Regarding Docker -- we have been looking into Docker, and are exploring how to utilize it within the various Min environments. Docker is indeed very useful! However, I don't believe we'll end up using it as the sole means of providing hosting within Virtualmin. We'll likely start by offering it as an option within Cloudmin, though we're continuing to explore how best we can put it to use.

Docker should not become a replacement for current virtualmin-domains , but could be a nice new method to add new completely isolated "virtual servers". It looks and is very simple to use and would really fit well into Virtualmin too. Virtualmin and cloudmin could also be commanding an OpenStack installation. Many new exciting things to integrate with! :-) - But this is far outside of this bug and its reasonable fixes. ;-)

PROBLEM 7:

Other disk quota exceeded also block other domains from beeing backed-up, and temporary .backup folder is not deleted:

This happens despite setting "Action on error" not being set to "Halt the backup immediately" but to "Continue with other features and servers" !!!
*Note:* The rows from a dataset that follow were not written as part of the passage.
PR #954, opened 2020-01-28
Extend Privacy Policy with used Google scopes

MaxRis:


shcheklein:
@MaxRis @jorgeorpinel any idea why it does not run CircleCI for this branch from the top of your head?

public/static/docs/user-guide/privacy.md
```diff
@@ -42,6 +42,13 @@ section of this User Guide.
 
 ## Scopes
 
+userinfo.email scope (view your email address), userinfo.profile scope (see your
```
shcheklein: let's use `userinfo.email` (inline code) blocks for scope names to make a bit more readable

MaxRis: @shcheklein have updated markup and have added mention about `drive.appdata` scope as well.
Not sure why CicrcleCI won't start (how it might be related to my GitHub account).

shcheklein: @MaxRis don't worry about this for now. Have asked their support to check what the issue could be.

public/static/docs/user-guide/privacy.md
```diff
@@ -42,8 +42,16 @@ section of this User Guide.
 
 ## Scopes
 
+`userinfo.email` scope (view your email address), `userinfo.profile` scope (see
+your personal info, including any personal info you've made publicly available),
+and `openid` scope (authenticate using OpenID Connect) are required to be used
+by Google Auth. DVC authorizes users via
+[Google's server](https://accounts.google.com/o/oauth2/auth) and doesn't access
```
jorgeorpinel: Hi! This link doesn't work like this. Should we just display it instead like `` `https://accounts.google.com/o/oauth2/auth` `` ?

MaxRis: Hey @jorgeorpinel , the idea here was to mention explicitly that server belongs to Google and link was added just as a prove. Also link might change with time.

MaxRis: Also not sure why it doesn't work? I can click at "Google's server" and the URL is opened in new tab ( error in new tab is displayed, but it is fine )

shcheklein: I think @jorgeorpinel refers to the fact that it returns 404 and looks like broken bc of that. Also trigger our CI scripts that detect broken/dead links. I've added it to the exclusion list for now. Still, not clear if it makes sense to keep it this way, even though I understand the intention.

jorgeorpinel: Yep, we need it in the link exclusion list anyway, but it's best to display the link in the markdown like a `` `quote` `` instead of a clickable link, I think.

jorgeorpinel: And yes, I meant it's not a link to any useful website. It doesn't work like that = it's not meant to be navigated, just the base URL to begin a OAuth authentication (but needs a special token in the URL query)

MaxRis: @jorgeorpinel got it, thanks, should I propose the changes?

shcheklein: @jorgeorpinel let's fix it as part of the regular updates flow.

jorgeorpinel: Done in 45e93dc6. I reorganized and reworded some paragraphs along the way so please review the draft PR (#987).

jorgeorpinel: p.s. I ay have some more Qs, will add them there.

jorgeorpinel:
Sorry to keep kicking a dead horse but I have another follow up question to this PR guys:

Will the current guide in https://dvc.org/doc/user-guide/setup-google-drive-remote be completely rewritten soon? Since we're using a default _DVC_ Application on GCP it seems to me the guide will be much simpler, but maybe this isn't completely done yet (Google APIs verification process).

shcheklein:
@jorgeorpinel it'll be augmented most likely, not rewritten. We still recommend using your own app/project.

Backup failed! See the progress output above for the reason why. Total backup time was 00 minutes, 48 seconds.


Sent by Virtualmin at: https://serverdomain.com:10000

Running pre-backup command ..
.. done

Creating backup for virtual server quotaissueddomain.org ..
    Copying virtual server configuration ..
    .. done

    Copying records in DNS domain ..
    .. done

    Saving mail aliases ..
    .. done

    Saving mail and FTP users ..
    .. done

    Backing up mail and FTP user Cron jobs ..
    .. none to backup

    Backing up Dovecot control files ..
    .. none found

    Copying Apache virtual host configuration ..
    .. done

    Copying Webalizer configuration files ..
    .. done

    Copying Logrotate configuration ..
    .. done

    Dumping MySQL database quotaissueddomain_joomla ..
    .. dump failed! mysqldump: Got errno 122 on write


    Dumping MySQL database quotaissueddomain_tolim ..
    .. dump failed! mysqldump: Got errno 122 on write


    Copying Procmail and SpamAssassin configuration files ..
Failed to write to /home/quotaissueddomain/domains/quotaissuedsubdomain.org/.backup/quotaissuedsubdomain.org_spam_auto when closing : Disk quota exceeded at ../web-lib-funcs.pl line 1397.
    Deleting backups from local file /home/mybackupsfolder/backup-%Y-%m-%d older than 3 days ..
        Deleting directory /home/mybackupsfolder/backup-2015-01-18, which is 3 days old ..
        .. deleted 20.73 GB.

    .. deleted 1 old backups, and skipped 5 that were not old enough

Scheduled backup by root starts with that domain, and no backups of other domains are written in backup-2015-01-22 folder which is EMPTY as a result of one customer having quota exceeded !!!!

This is NOT OK. I don't care which solution you are choosing, but having Virtualmin Pro not being able to backup server at random days due to a customer exceeding quota could be considered as a vulnerability and should really be fixed with high priority. Thanks.

Looks like the only safe option here is for Virtualmin to not enforce quotas during backups, to prevent this kind of failure. I will update this ticket with progress on that change..

FYI, the next release will disable quotas completely temporarily during backups to avoid this issue.

I'm still having this issue in 4.15-2. Only with websites that go over quota. It leaves the backup files in the user's directory and when it fails it stops the entire scheduled backup.